Run mypy static type checking:

```
bash scripts/test_mypy.sh
```

# Implementation overview

The system uses object composition with separated responsibilities across multiple classes:

1. **MCPServer**: Handles JSON-RPC protocol communication with Claude using async/await. Manages an event loop that keeps the server responsive while background tasks execute. Routes MCP requests and schedules the speech-to-text service as background asyncio tasks.

2. **AudioRecorder**: Manages audio stream capture and buffering. Provides start/stop interface for recording sessions.

3. **TranscriptionEngine**: Abstract base with concrete implementations (WhisperEngine, VoskEngine) for different transcription models.

4. **OutputHandler**: Abstract base with concrete implementations (TmuxOutputHandler, StdoutOutputHandler) for different output destinations.

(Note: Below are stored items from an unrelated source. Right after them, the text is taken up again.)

PR #1202, opened 2020-03-31
Speed up compilation

FabioLuporini:
A collection of self-contained, orthogonal commits. I could have filed 20 PRs, one per commit, or just one.

On my workstation, the compilation times w.r.t. `master` become
- tti so12 : ~27s -> ~12s
- smoothers : ~5.5s -> ~1s
- elastic so12: ~18s  -> ~8.5s
- viscoelastic so12 : ~41s -> ~14s
- iso-acoustic so12 :  ~4s -> ~2.5s

@tjb900 I'm not sure if you care about this ... tagging you, just in case

@ggorman I've been working on this intermittently for a few days, but there is still work to do

@mloubout @rhodrin if you take a profile with Python's cProfile, you shall see there's a margin of improvement especially in the DSL/SymPy layers... wonder whether/when you could this give a go. Not a top priority of course!

### DIFF
--- a/devito/finite_differences/lazy.py
+++ b/devito/finite_differences/lazy.py
@@ -1,0 +1,44 @@
+__all__ = ['Evaluable']
+
+
+class Evaluable(object):
+
+    """
+    A mixin class for types inherited from SymPy that may carry nested
+    unevaluated arguments.
+
+    This mixin is used to implement lazy evaluation of expressions.
+    """
+
+    @classmethod
+    def _evaluate_maybe_nested(cls, maybe_evaluable):
+        if isinstance(maybe_evaluable, Evaluable):
+            return maybe_evaluable.evaluate
+        try:
+            # Not an Evaluable, but some Evaluables may still be hidden within `args`
+            if maybe_evaluable.args:
+                evaluated = [Evaluable._evaluate_maybe_nested(i)
+                             for i in maybe_evaluable.args]
+                return maybe_evaluable.func(*evaluated)
+            else:
+                return maybe_evaluable
+        except AttributeError:
+            # No `args` to be visited
+            return maybe_evaluable
+
+    @property
+    def args(self):
+        return ()
+
+    @property
+    def func(self):
+        return self.__class__
+
+    def _evaluate_args(self):
+        return [Evaluable._evaluate_maybe_nested(i) for i in self.args]
+
+    @property
+    def evaluate(self):
+        """Return a new object from the evaluation of ``self``."""
+        args = self._evaluate_args()
+        return self.func(*args)
--- a/devito/finite_differences/lazy.py
+++ b/devito/finite_differences/lazy.py
@@ -17,9 +17,13 @@ class Evaluable(object):
         try:
             # Not an Evaluable, but some Evaluables may still be hidden within `args`
             if maybe_evaluable.args:
-                evaluated = [Evaluable._evaluate_maybe_nested(i)
-                             for i in maybe_evaluable.args]
-                return maybe_evaluable.func(*evaluated)
+                args = [Evaluable._evaluate_maybe_nested(i) for i in maybe_evaluable.args]
+                evaluate = not all(i is j for i, j in zip(args, maybe_evaluable.args))
+                try:
+                    return maybe_evaluable.func(*args, evaluate=evaluate)
+                except TypeError:
+                    # Not all objects support the `evaluate` kwarg
+                    return maybe_evaluable.func(*args)
             else:
                 return maybe_evaluable
         except AttributeError:
@@ -41,4 +45,5 @@ class Evaluable(object):
     def evaluate(self):
         """Return a new object from the evaluation of ``self``."""
         args = self._evaluate_args()
-        return self.func(*args)
+        evaluate = not all(i is j for i, j in zip(args, self.args))
+        return self.func(*args, evaluate=evaluate)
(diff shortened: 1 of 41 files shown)


devito/symbolics/manipulation.py
```diff
@@ -203,6 +156,74 @@ def run(expr):
     return built + rebuilt, built
 
 
+def uxreplace(expr, rule):
```
FabioLuporini: @mloubout you may like this one

FabioLuporini:
Forgot to add: depends on the removal of OPS and YASK.

devito/types/tensor.py
```diff
@@ -389,15 +389,15 @@ def forward(self):
         i = int(self.time_order / 2) if self.time_order >= 2 else 1
         _t = self.indices[self._time_position]
 
-        return self.subs(_t, _t + i * _t.spacing)
+        return self.xreplace({_t: _t + i * _t.spacing})
```
mloubout, line 392: These ones probably need subs instead of xreplace too (.forward/backward)

devito/symbolics/manipulation.py
```diff
@@ -203,6 +156,74 @@ def run(expr):
...
+    return expr.func(*args)
+
+
+@_uxreplace_handle.register(sympy.Add)
+def _(expr, args):
+    if all(i.is_commutative for i in args):
+        _addsort(args)  # In-place sorting
+        return expr.func(*args, evaluate=False)
+    else:
+        return expr.func(*args)
```
mloubout, line 208: Why not just `return expr`?

FabioLuporini: by the time I get here we know the `args` have changed, so I must rebuild `expr` with the new args

mloubout: Isn't it rebuilinding everything from scratch. Wouldn't `_raw_from_args` or something be better or a `differentiable.....` to avoid reprocessing already processed args? Just wondering, this whole uxreplace looks pretty good overall.

georgebisbas:
On my Azure workstation, the compilation times w.r.t. master become with Intel Compiler:
(DEVITO_ARCH=icc, DEVITO_OPENMP=1, 10 threads-ht off)
    tti so12 : ~5s -> ~5s
    elastic so12: ~12s -> ~12s
    viscoelastic so12 : ~16s -> ~14s
    iso-acoustic so12 : ~2s -> ~2s

Am I doing sth wrong?

devito/symbolics/manipulation.py
FabioLuporini: it's a subtletly: not all args are commutative (see `if` above) and `raw_fromargs` does **not** handle that AFAIU, so the safe way to go is re-evaluation. I **might** be wrong though

devito/finite_differences/lazy.py
```diff
@@ -0,0 +1,49 @@
+__all__ = ['Evaluable']
+
+
+class Evaluable(object):
```
mloubout, line 4: More for future, would it be good to have a state that knows whether it is already evaluated or not?

devito/finite_differences/tools.py
```diff
@@ -157,6 +158,11 @@ def symbolic_weights(function, deriv_order, indices, dim):
             for j in range(0, len(indices))]
 
 
+@cacheit
```
mloubout, line 161: ? why cache it and why not our memoized?

devito/ir/clusters/queue.py
```diff
@@ -1,13 +1,16 @@
...
+
+__all__ = ['Queue', 'QueueStateful']
 
 
 class Queue(object):
 
     """
-    A special queue to process objects in nested IterationSpaces based on
-    a divide-and-conquer algorithm.
+    A special queue to process Clusters based on a divide-and-conquer algorithm.
```
mloubout, line 13: Queue?

devito/symbolics/manipulation.py
mloubout: It does in some minimal way but probably not much impact on perf
https://github.com/sympy/sympy/blob/d3ae62701d21bb07c941609d0fd0e045e55ff809/sympy/core/operations.py#L116

devito/finite_differences/lazy.py
FabioLuporini: perhaps we should be using cached_properties ? 
not sure how would a state be useful

devito/finite_differences/tools.py
FabioLuporini: good spot, there was an obvious issue with our memoization that I know have forgotten, I should have added a comment...

devito/ir/clusters/queue.py
FabioLuporini: it's not a queue, it's basically a special "implicit-tree visitor". This is just a legacy name. I'll change it to something else once and for all in another PR, but before another minor cleanup will be required, so I'm sticking to Queue for the time being.

It's not "too wrong" in the sense that it processes clusters in FIFO order (like a standard queue), where FIFO is dictated by how the clusters would appear in the generated code

devito/symbolics/manipulation.py
FabioLuporini: Tried in a few examples (visco, tti). Didn't see any improvement basically, probably because we rarely enter that branch ( which is good). However, I ran all tests and it seems to be OK. I pushed the change, so if you feel confident about it, we can proceed this way for me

5. **KeyboardMonitor**: Handles keyboard device detection and Right Ctrl key event monitoring using evdev. Runs as an async coroutine allowing non-blocking keyboard monitoring.

6. **SpeechToTextService**: Main coordinator that orchestrates all components. Provides `start_async()` for MCP mode (background execution) and `start()` for standalone mode (blocking execution).

# Abandoned ideas

## ydotool for Wayland text injection
Considered using ydotool for keyboard access on Wayland systems. Abandoned because:
- Requires root privileges for /dev/uinput access
- Python wrappers are unmaintained (pydotool, pyydotool, TotoBotKey)
- Not packaged for Debian

## xdotool for X11 text injection
Attempted using xdotool for keyboard simulation on X11. Abandoned because:
- Most modern Linux systems run on Wayland, not X11 (check you system with `echo $XDG_SESSION_TYPE`)

## Direct MCP text injection
Investigated injecting text directly through MCP protocol. Abandoned because:
- It seems that MCP tools can only return content to Claude (as output), not inject into input stream

## Hot-swapping audio devices (microphones) without container restart
Attempted to support switching between microphones without restarting the container. Abandoned because:
- Docker's `--device` flag captures a snapshot of `/dev/snd` at container startup. Subsequently selected or hot-plugged audio devices are not visible inside the container.
- Bind mounting the entire `/dev` directory (`-v /dev:/dev`) to enable real-time device visibility is a security risk.
- This is a known Docker limitation documented in [moby/moby#39262](https://github.com/moby/moby/issues/39262).
- Workaround: Restart the container when switching microphones.